[Saved entries]
_ _ _ _ _ _ _

Issue #2019, opened 2026-08-05
Engine core slice 10: crossfade changed ops across a plan swap


lucaromagnoli:
Slice 10 of #1889. Split out of #2014, which delivered the differ and the state carry.

Carrying state across a swap removes the clicks that come from starting again: a delay line that keeps its contents, a plugin that keeps its tail. It does not remove the ones that come from the signal itself changing. Inserting a device, reordering a chain, or repatching a send makes block N+1 a different signal from block N, and nothing about carrying state smooths that step.

The incumbent does not smooth it either. `NodePlayer::setNode` prepares the new graph against the old, lets every node adopt what it can by ID, and swaps pointers under a spin lock. So this is not parity work, and nothing is regressing while it is open: it is the epic's claim that only changed nodes crossfade, which is a step past what MAGDA ships on today.

## Why it did not fit in the differ slice

The obvious implementation does not work here. Rendering the old and new plans side by side for the length of a fade would process every shared plugin instance twice in one block, with the second call seeing the wrong input: instances are owned by the runtime store and deliberately shared across epochs, which is what keeps a plugin alive through a recompile in the first place. Two plans that share instances cannot both render.

## What it needs instead

A design where the fade is inside one plan rather than between two. Roughly: the differ reports which ops changed, and the compiler is asked for a plan that carries a transient second edge around them, with a crossfade op that reads both and is retired once the fade is done. Open questions, none of them small:

- What the transient edge does to the fingerprint, the value table and the buffer assignment, all of which are computed per plan and would now be computed for a plan that exists for twenty milliseconds.
- Whether the fade ends by compiling a third plan or by an op that retires itself, and what either does to the swap-per-edit cost when someone drags a device around.
- Where a fade is worth having at all. A device inserted mid-chain is audible; a send level changing is already a value and never touched the plan.
- Whether the same mechanism is what the launcher needs later, since #1894 has its own switching fades.

## Not blocking

Cutover does not wait for this. #2018 (the parallel executor) and the null-diff harness in #1896 both matter more, and a fade is only worth adding once there is something to measure it against.

PR #2027, opened 2026-08-06
Native engine: crossfade the edges an edit changed (#2019)

lucaromagnoli:
Carrying runtime state across a plan swap removes the clicks that come from starting again. It does not remove the ones that come from the signal itself changing: inserting a device makes block N+1 a different signal from block N, and nothing about carrying state smooths that step.

The obvious fix does not work here. Rendering the old and new plans side by side would process every shared plugin instance twice in one block, and moving the fade inside one plan does not help by itself, because a shadow subgraph naming a device the main path also names binds to the same instance. The constraint is not that two plans cannot both render. It is that any op carrying a store-owned instance may appear once.

So the fade goes on the changed edge rather than around the changed region. Insert a device D between A and B and the new plan already holds everything a fade needs: A runs once, D runs once, and a fade op reading both feeds B. Nothing is duplicated, because the old signal at that point is A's output, which is in the plan regardless.

- Crossfade in the op vocabulary, keyed to the op it feeds and the slot it fills, the same shape a Delay's identity has. The consumer's role goes in OpKey::index, because two ops at one model location differ only by their role and a fade keyed on the location alone would collide.
- insertCrossfades: a pass over a compiled plan rather than a mode of the compiler, so the compiler stays a pure function of the model and plans stay golden-testable. It fades an edge when the old signal is still in the plan, still upstream, and still computed from the same subtree. Removal, reordering and arity changes are counted rather than faded.
- An equal-gain ramp in the executor, carried across a swap like a delay line, so a re-prepare mid-fade resumes rather than restarting. Both executors render it through the same op body and stay bit-identical.
- A fade retires by being left out of the next plan. The pass asks the live executor which fades are still running: one that is gets re-emitted on the same key so it finishes, and one that is not disappears, which puts the plan back to what the compiler produced.
- Edits that move the latency along the edge leave the op in the plan but turn the fade off. A delay line built now starts flushed, so compensating the old side would fade in from silence, which is a dip where there was a step.


magda/engine/plan/PlanCrossfade.cpp
```diff
@@ -0,0 +1,325 @@
...
+    SlotDecision decide(OpId consumer, const PlanOp& before, std::size_t slot) const {
+        const auto& after = new_.ops[static_cast<std::size_t>(consumer)];
+        const auto& to = after.inputs[slot];
+        if (!isAudioPort(new_, to))
+            return {};
+
+        // Where the old edge was heading, which is what it carries by the time
+        // anyone hears this edit: a fade already on it is on its way to its new
+        // side, not sitting on its old one.
+        const auto heading = throughFades(old_, before.inputs[slot]);
```
lucaromagnoli, line 168: [P1] Preserve the current mixed signal across a mid-fade edit\n\nLooking through an unfinished fade to its destination side discards the signal actually heard at the swap boundary. For example, after 64 samples of a 221-sample fade from 1 to 0, the last output is about 0.71. If another device is inserted now, heading becomes the first fade new side (0), so the replacement ramp starts its first sample from 0 and creates a 0.71 step—the click this pass is meant to remove. The stillFading input identifies this exact case, but currently only keeps the old ramp when the compiled edge has already arrived at the same destination. When the destination changes again, please re-emit the unfinished fade as a producer and fade from its current output (a short fade chain), or otherwise initialize the replacement from the actual in-flight mixture.

magda/engine/plan/PlanCrossfade.cpp
```diff
@@ -0,0 +1,325 @@
...
+            const auto& fade = fades[nextFade];
+            const PortRef oldSide{moved[static_cast<std::size_t>(fade.oldSide.op)],
+                                  fade.oldSide.port};
+            const auto& newSide = op.inputs[static_cast<std::size_t>(fade.slot)];
+
+            PlanOp faded;
+            faded.kind = OpKind::Crossfade;
+            faded.key = op.key;
+            faded.key.role = OpRole::EdgeCrossfade;
+            faded.key.index = crossfadeIndex(op.key.role, fade.slot);
```
lucaromagnoli, line 278: [P1] Retain the consumer original index in the fade key\n\nThis overwrites the discriminator from op.key.index and encodes only the consumer role plus input slot. Repeated consumers at one model location therefore collide. A track can have two SendTap ops distinguished by their send indices; if both taps change source (for example both pre/post settings change in one model update), both inserted fades get the same location, EdgeCrossfade role, and crossfadeIndex(SendTap, 0). validatePlan then reports duplicate keys and the executor refuses the published plan. The same collision can happen when a second indexed edge changes while the first fade is still being re-emitted. Please include the original consumer index in the encoding/key identity as well as its role and input slot.

magda/engine/exec/PlanExecutor.cpp
```diff
@@ -430,6 +480,46 @@ std::vector<std::string> PlanExecutor::prepare(const RenderPlan& plan, const Pla
...
+            continue;
+
+        // Both sides have to be the same moment of the timeline, and where the
+        // edit changed the latency along the edge they are not. Nothing here can
+        // fix that: a delay line built now starts flushed, so compensating the
+        // old side would fade in from silence, which is a dip where there was a
+        // step. The op stays and passes the new side through.
+        const auto sides = latency.portLatency[flatPort(op.inputs[0])] ==
+                           latency.portLatency[flatPort(op.inputs[1])];
+        if (!sides)
```
lucaromagnoli, line 502: [P1] Keep disabled crossfades out of latency propagation\n\nBy this point resolvePlanLatency has already treated Crossfade as a normal fan-in and assigned its output the maximum of both input latencies. On this branch the renderer instead passes inputs[1] through unchanged. When the old side has more latency than the new side, the audio therefore leaves at the new side lower latency while portLatency still advertises the old side higher latency. Any downstream fan-in then compensates its other branches against a phantom delay and produces misaligned audio (and outputLatency is overstated). The existing test covers only the opposite ordering, where new-side latency is already the maximum. Please make Crossfade latency follow its new side when the sides differ (or remove/mark the op before latency and buffer layout are resolved).

magda/engine/exec/PlanExecutor.cpp
```diff
@@ -430,6 +480,46 @@ std::vector<std::string> PlanExecutor::prepare(const RenderPlan& plan, const Pla
...
+        const auto& op = plan.ops[i];
+        if (op.kind != OpKind::Crossfade)
+            continue;
+
+        // Both sides have to be the same moment of the timeline, and where the
+        // edit changed the latency along the edge they are not. Nothing here can
+        // fix that: a delay line built now starts flushed, so compensating the
+        // old side would fade in from silence, which is a dip where there was a
+        // step. The op stays and passes the new side through.
+        const auto sides = latency.portLatency[flatPort(op.inputs[0])] ==
```
lucaromagnoli, line 500: This gate turns the ramp off correctly, but the latency walk that feeds it has already told downstream the wrong thing. resolvePlanLatency has no Crossfade case, so a fade goes through the generic branch and reports the max of both sides as its output latency. That is the wrong number for a disabled fade, and a disabled fade with the old side more latent is reachable: move a send tap from post a latent device to pre, or re-route a consumer from a latent chain's output to a direct source, and the pass emits a fade whose old side carries the chain's latency while the new side carries none. Prepare turns the ramp off on the inequality and the op passes the new side through, but this walk still reports max, so everything downstream compensates against latency the signal no longer has: the parallel paths at the next fan-in are misaligned by the difference, audibly, and it persists until the next structural edit retires the op. The fix is one special case beside the Delay one: a Crossfade's produced latency is arriving(inputs[1]), the new side. That is exact in all three states, since a disabled fade outputs the new side, a running fade requires the sides equal, and a spent fade is a pass-through of the new side. The executor's enable gate reads the input ports, not the fade's own, so it is unaffected. A test with the reverse of the existing latency-gate scenario, latent before rather than after, would have caught it: the current test only inserts latency, where max happens to be the right answer.

magda/engine/plan/PlanCrossfade.cpp
```diff
@@ -0,0 +1,325 @@
...
+        for (std::size_t i = 0; i < old_.ops.size(); ++i)
+            oldByKey_.emplace(old_.ops[i].key, static_cast<OpId>(i));
+        for (std::size_t i = 0; i < new_.ops.size(); ++i)
+            newByKey_.emplace(new_.ops[i].key, static_cast<OpId>(i));
+
+        // Carrying is local, and the old side of a fade has to be more than
+        // that: it has to be the signal that was actually there, which means the
+        // whole subtree behind it computing what it used to. One forward pass,
+        // because ops are in dependency order.
+        unchanged_.assign(new_.ops.size(), 0);
```
lucaromagnoli, line 91: A retired fade poisons this flag for everything downstream of it. When the publish pair is (faded plan, fresh compile), the consumer of a spent fade is not carried, since its input key changes from the fade back to the real producer, so unchanged_ goes zero there and propagates through every op below it, master mix included. The subtree is in fact computing exactly what it computed, because a spent fade is a pass-through of the very port the consumer now reads directly. The consequence is real if second-order: insert a device on a track, let the fade finish, then insert one on the master chain, and the master edit goes unfaded because the retirement in the same publish marked the master mix changed. The predicate that would fix it already exists in decide(): a slot that arrived through a fade that is not running is Unmoved. Running the same arrived-and-not-running test in a pre-pass and treating those consumers as carried when seeding unchanged_ would let simultaneous unrelated edits keep their fades. Low severity, worth doing while the pass is fresh; a test would be the master-after-track sequence above asserting inserted == 1 on the second edit.

lucaromagnoli (commented):
Reviewed the pass, the ramp, the key encoding and the executor integration in depth. The placement argument is the right one and the code honors it: the constraint really is op-level uniqueness of store-owned instances rather than plan-level exclusivity, and fading the changed edge inside the new plan satisfies it with zero duplication because the old signal is a port the plan computes anyway. The mechanics verify. Reorder detection falling out of dependency order as one index comparison is elegant and correct, and the reorder test pins all three edges with their three different answers. The in-place claim holds: every sample is read before the same index is written, so aliasing the destination with the new side is safe, and the tail copy guards the pointer. The ramp's position is counted off what remains rather than off the block, which is what makes a fade the same length at any block size, and the identity test drives it across the whole ramp on both executors. The carry protocol is the delay-line argument re-applied and correctly so, including hasConfiguration refusing a resumed ramp at a different rate. The retirement protocol, a fade retiring by being left out, is the cleanest part of the design: no timer, no message, the plan simply returns to what the compiler produced.

I also checked the second-edit-mid-fade semantics: fading from where the first fade was heading rather than from the audible mixture leaves a residual step bounded by the unfinished fraction of a five-millisecond ramp, and the alternative, chaining fades, grows without bound under drag-scrubbing. The collapse is the right trade and throughFades documents it honestly.

Two findings inline, one of them real misalignment. Two body-level nits: there is no test for the retirement path itself (publish, let the ramp spend, publish the same model again, and assert the plan equals a fresh compile by fingerprint with activeCrossfades zero); and withFades copies RenderPlan field by field, which silently drops whatever field the struct gains next. Copying the whole plan and rebuilding ops and outputOps would stay correct as the struct grows.

PR #2028, opened 2026-08-06
Native engine: crossfade the edges an edit moved

lucaromagnoli:
Slice 10 of #1889. Carrying state across a swap removes the clicks that come from starting again; it does nothing about the ones that come from the signal itself changing. Inserting a device makes block N+1 a different signal from block N, and this is where that step becomes a slope.

The fade lives inside one plan rather than between two: rendering the old plan beside the new one would process every shared plugin instance twice in a block, and instances are shared across epochs on purpose. So a pass over the compiler's output puts a Crossfade op on the audio edges the differ says moved, reading the edge as it was and the edge as it is, both of which the one plan already computes exactly once.

- OpKind::Crossfade and OpRole::EdgeCrossfade, keyed to the op a fade feeds and the slot it fills, with the consumer's role packed into the key index so two fades at one location cannot collide in the join.
- insertCrossfades(): fades an edge only when its old producer is still in the plan, earlier than the consumer, and computing what it used to. Removals, reorder cycles and anything touching a delay's edge step as they do today and are counted.
- An equal-gain linear ramp in the executor, shared with the epoch it came from when a fade is re-emitted, so a republish mid-fade resumes rather than restarts. The ramp is refused where the two sides do not arrive at the same latency.
- Retirement is a publish, never the audio thread: an arrived fade is re-emitted while it runs and dropped once it is spent, and the plan goes back to being byte for byte what the compiler produced.

The compiler stays a pure function of the model, published plans stay immutable, and both executors render the fade through one op body.


magda/engine/plan/PlanCrossfade.cpp
```diff
@@ -0,0 +1,332 @@
...
+    auto equivalent = true;
+
+    for (std::size_t slot = 0; slot < after.inputs.size(); ++slot) {
+        const auto beforeRef = before.inputs[slot];
+        const auto afterRef = after.inputs[slot];
+
+        // A fade already on this edge is not the old signal, it is the pair of
+        // signals it is between. What the edge was heading for is the old side
+        // of anything that replaces it, so fades collapse rather than stack.
+        const auto wasHeadingFor = throughFades(old_, beforeRef, 1);
```
lucaromagnoli: [P1] Preserve the signal actually audible when another edit lands mid-fade\n\nCollapsing an unfinished fade to its destination side introduces a discontinuity at the next swap. For a 221-sample fade from 1 to 0, after one 64-sample block the previous plan ends around 0.71; if another edit arrives then, wasHeadingFor is 0 and the replacement fade starts its first sample at exactly 0, producing the 0.71 step this feature is intended to remove. The same problem is larger if the second publish happens before the first fade renders at all. The topology test below verifies only that the destination becomes the next old side, not continuity across the rendered boundary. Please retain/re-emit the unfinished fade as the old-side producer and fade from its current output, or otherwise preserve its instantaneous mixture.

magda/engine/plan/PlanCrossfade.cpp
```diff
@@ -0,0 +1,332 @@
...
+        for (const auto& insertion : insertions_[i]) {
+            const PortRef oldSide{moved[static_cast<std::size_t>(insertion.oldSide.op)],
+                                  insertion.oldSide.port};
+            const auto newSide = op.inputs[insertion.slot];
+
+            PlanOp fade;
+            fade.kind = OpKind::Crossfade;
+            fade.key = op.key;
+            fade.key.role = OpRole::EdgeCrossfade;
+            fade.key.index = crossfadeIndex(now_.ops[i].key.role, static_cast<int>(insertion.slot));
```
lucaromagnoli: [P1] Include the consumer original index in crossfade identity\n\nThis starts from op.key but then overwrites both role and index, so consumers distinguished by their original index collapse to the same fade key. A track with two pre-fader SendTap ops has keys differing only by send index; switching both sends to post-fader in one model update inserts two valid fades, but both become the same track/location, EdgeCrossfade role, and crossfadeIndex(SendTap, 0). validatePlan then reports duplicate keys and preparation refuses the plan. It can also misassociate a re-emitted ramp with another indexed edge. Please encode the consumer original index alongside its role and input slot (or preserve it in another key field).

tests/test_plan_crossfade.cpp
```diff
@@ -0,0 +1,678 @@
...
+        REQUIRE(faded.inserted == 1);
+
+        PlanValues values;
+        for (const auto& message :
+             magda::engine::resolvePlanValues(faded.plan, {bench.track}, bench.master, values))
+            FAIL_CHECK(message);
+
+        std::unique_ptr<RenderThreadPool> pool;
+        if (numThreads > 0)
+            pool = std::make_unique<RenderThreadPool>(numThreads);
```
lucaromagnoli: This pool is constructed with the realtime default, so the identity test spawns actual realtime workers on machines that grant them, competing with whatever else is running for no benefit to the comparison; every other pool in the test suite passes realtime = false for exactly that reason (the pool's own constructor comment states it). One argument: RenderThreadPool(numThreads, false).

lucaromagnoli (commented):
Reviewed against PLAN-2019-crossfade.md line by line, then adversarially on its own terms. The implementation conforms to the spec completely: all five hard constraints hold, every component is where the plan put it, both named traps are closed from the first commit rather than patched after, and all twelve mandated tests exist with exact-value assertions (thirteen cases; the latency requirement correctly split into its two directions).

The two MUSTs deserve confirmation by name. A Crossfade's produced latency is arriving(inputs[1]), the side it is becoming, stated as a named case in resolvePlanLatency with the reasoning attached, and the reverse-direction test is exactly the adversarial shape the spec demanded: a hand-built plan with the old side 48 samples more latent, asserting the fade reports zero, both mix delays resolve to zero, and the ramp is refused. And the unchanged_ seed rule is implemented better than specified: instead of a separate pre-pass, visitConsumer returns the consumer's equivalence directly, so a spent fade's retirement leaves its consumer counting as unchanged in the same forward pass that decides everything else. One walk, no second traversal, and the retirement test pins the consequence with a fingerprint equality against a fresh compile.

Three places the implementation is stronger than the spec asked, all correct: the ramp reads both sides at an index before writing it, so the destination may alias either side, not just the new one; a running re-emitted fade marks its consumer as changed, so a simultaneous edit downstream cannot take a mid-mixture subtree as its old side, a conservative case the spec did not state; and a fade whose new side is a Delay output is refused alongside the consumer-is-delay case, strengthening the compensation invariant from both ends. The whole-struct copy in build() is there, the fast path returns the compiler's plan byte for byte, collapse-not-stack is tested with the fade op itself asserted absent from the second edit's old side, and the resume test checks the ramp continues from sample kBlockSize exactly.

One nit inline. Beyond it I have nothing: this is the design from the plan, implemented without drift, and the definition of done is now the suite plus make test-tsan TEST="[crossfade]" on the machine that runs CI.

lucaromagnoli (commented):
Follow-up on 0adb8f9: both P1 findings are fixed.\n\nThe continuity fix now preserves the entire running chain under its existing keys, emits it innermost-first, and places the new outer fade over the prior audible output. PlanDiff therefore adopts the existing ramps, and the first sample after the swap advances the inner ramp by exactly one sample while the new outer ramp begins at gain zero. The rendered boundary test pins that behavior rather than only checking topology.\n\nThe key encoding now includes the consumer role, its original key index, the input slot, and stack depth. canFade rejects values outside each field before encoding, so the packing is injective over every plan the pass accepts; the two-send regression covers the concrete collision.\n\nI also checked retained-chain ordering, oldSideFade indexing across multiple consumer slots, depth exhaustion, latency propagation through nested fades, and buffer aliasing. The generated chains remain dependency ordered, each retained fade matches its predecessor by unchanged key and sides, and each outer fade writes over only its own new side while reading the prior fade output.\n\nNo further findings in this update. Static review only, as requested.

lucaromagnoli (commented):
Second round, on the stacking commit. Both changes are correct, and the record should be straight about where they came from: neither is mine. My review endorsed the collapse as the right trade, and the send-tap collision is a hole in the spec I wrote and then did not catch reviewing the code that implemented it faithfully. The implementing session found both. Credit where due; both fixes are also implemented right, which I verified in depth since this is new surface, not a patch.

The stacking argument survives scrutiny. The collapse residual was not a rare corner: a second edit one millisecond into a five millisecond fade stepped by eighty percent of the difference, which is most of the click this slice exists to remove, and scripted edit sequences make back-to-back publishes realistic. The stack has perfect continuity instead, and the test pins it with the strongest assertion in the slice: the first sample after the swap equals sample kBlockSize of the ramp the previous epoch was rendering, exact float equality, explicitly not either destination. The growth worry that justified collapsing turns out to be self-limiting: a chain only deepens while edits land within one fade length, drag-scrubbing at UI rates never stacks because the previous fade has already spent, the whole chain retires together (the outermost spent implies every inner one is, since they started earlier at the same length, and I checked the rate-change edge: adoption is refused for every ramp at once, so they restart together and the invariant holds), and the depth cap degrades to exactly the old collapse semantics rather than to nothing. retain() keeping a chain's edges as they are rather than re-deciding them is the right reading, since anything that changed underneath has its own fade smoothing it at its own edge.

The widened key is sound: ten slot bits, twelve consumer-index bits, three depth bits, role above them with headroom to sixty-three before the sign bit is at risk, every field guarded in canFade so an out-of-range consumer index refuses rather than corrupting a neighbor field, and the two-send test pins the collision from the failing direction, since the old encoding would have tripped validatePlan's key-uniqueness inside the test's own FAIL_CHECK loop. The dump printing the decoded fields stays readable with depth in it.

The realtime nit is fixed. Nothing further from my side; I am updating the local plan document to match the landed semantics so the spec cannot re-derail a future session toward the collapse it used to mandate.

PR #2029, opened 2026-08-06
Stop moved clips leaving a ghost outline behind

### LINKED ISSUE #2026: [Bug]: GUI : Timeline : Moved Clips leaving ghost outline
### What happened?

Moving Clips around the timeline by dragging or the shortcut combo leaves a thin outline of previous positions. ( see video ).

### Steps to reproduce

https://github.com/user-attachments/assets/6249a2a1-f0e5-4181-a1fd-ee1898345f0e

### MAGDA version

0.18.0

### Operating system

Linux

lucaromagnoli:
The arrangement drew its outlines around the repaint damage instead of around the thing being outlined. Moving a clip invalidates exactly the rectangle it vacated, so the lane border came back as a complete box around those old bounds, and nothing ever repainted it away. Every position a dragged or nudged clip passed through kept one.

The damaged region decides whether to paint, never what to paint:

- the lane border and the group extent indicator now take the lane and the extent, not their intersection with the clip region
- the clip body, outline and header take the clip's own bounds, so a partial repaint no longer puts the rounded corners at the damage edge
- the broken-file placeholder is drawn once over the whole waveform area, because it hides its label below 54px and a narrow damage strip erased it

Linux showed it because X11 repaints the precise damage rects; macOS coalesces them into a union that usually still covers the lane, which hid the box under the moved clip. Latent everywhere.

test_repaint_invariance_juce renders each component whole and again through narrow partial repaints, and requires the two to be pixel-identical. All three cases fail without the fix.

Fixes #2026

### DIFF
--- a/tests/test_repaint_invariance_juce.cpp
+++ b/tests/test_repaint_invariance_juce.cpp
@@ -1,0 +1,145 @@
+#include <juce_gui_basics/juce_gui_basics.h>
+
+#include "JuceTestStateGuard.hpp"
+#include "magda/daw/core/ClipManager.hpp"
+#include "magda/daw/core/TrackManager.hpp"
+#include "magda/daw/ui/components/clips/ClipComponent.hpp"
+#include "magda/daw/ui/components/tracks/TrackContentPanel.hpp"
+
+/**
+ * Repaint invariance in the arrangement (#2026).
+ *
+ * A clip dragged or nudged across the timeline invalidates only the rectangle
+ * it left behind. Painting that reads its geometry from g.getClipBounds() draws
+ * its outlines around that damage instead of around the thing being drawn, so
+ * every position the clip passed through kept a thin box — the lane border, the
+ * clip outline, the rounded corners — and nothing ever repainted it away.
+ *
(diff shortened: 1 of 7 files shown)


tests/test_repaint_invariance_juce.cpp
```diff
@@ -0,0 +1,145 @@
...
+            if (a.getPixelAt(x, y) != b.getPixelAt(x, y))
+                ++differing;
+    return differing;
+}
+
+/// A clip whose source was never on disk — the broken-file placeholder is one
+/// of the things a partial repaint used to drop.
+ClipId createAudioClip(double startBeats, double lengthBeats) {
+    return ClipManager::getInstance().createAudioClipBeats(testTrackId, startBeats, lengthBeats,
+                                                           "/tmp/magda_repaint_test.wav",
```
lucaromagnoli: This assumes a fixed global path never exists. If /tmp/magda_repaint_test.wav is present, the test stops exercising the missing-file placeholder, and asynchronous thumbnail loading may make the render comparison flaky. Could we derive a unique nonexistent child path from JUCE’s temporary directory (and assert it does not exist) instead?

_ _ _ _ _ _ _

> **Work required**
Set down, please, the lines from the line holding "from g.getClipBounds() draws" through the final line of the data, exactly and with nothing added.

> **Answer section**
+ * it left behind. Painting that reads its geometry from g.getClipBounds() draws
+ * its outlines around that damage instead of around the thing being drawn, so
+ * every position the clip passed through kept a thin box — the lane border, the
+ * clip outline, the rounded corners — and nothing ever repainted it away.
+ *
(diff shortened: 1 of 7 files shown)


tests/test_repaint_invariance_juce.cpp
```diff
@@ -0,0 +1,145 @@
...
+            if (a.getPixelAt(x, y) != b.getPixelAt(x, y))
+                ++differing;
+    return differing;
+}
+
+/// A clip whose source was never on disk — the broken-file placeholder is one
+/// of the things a partial repaint used to drop.
+ClipId createAudioClip(double startBeats, double lengthBeats) {
+    return ClipManager::getInstance().createAudioClipBeats(testTrackId, startBeats, lengthBeats,
+                                                           "/tmp/magda_repaint_test.wav",
```
lucaromagnoli: This assumes a fixed global path never exists. If /tmp/magda_repaint_test.wav is present, the test stops exercising the missing-file placeholder, and asynchronous thumbnail loading may make the render comparison flaky. Could we derive a unique nonexistent child path from JUCE’s temporary directory (and assert it does not exist) instead?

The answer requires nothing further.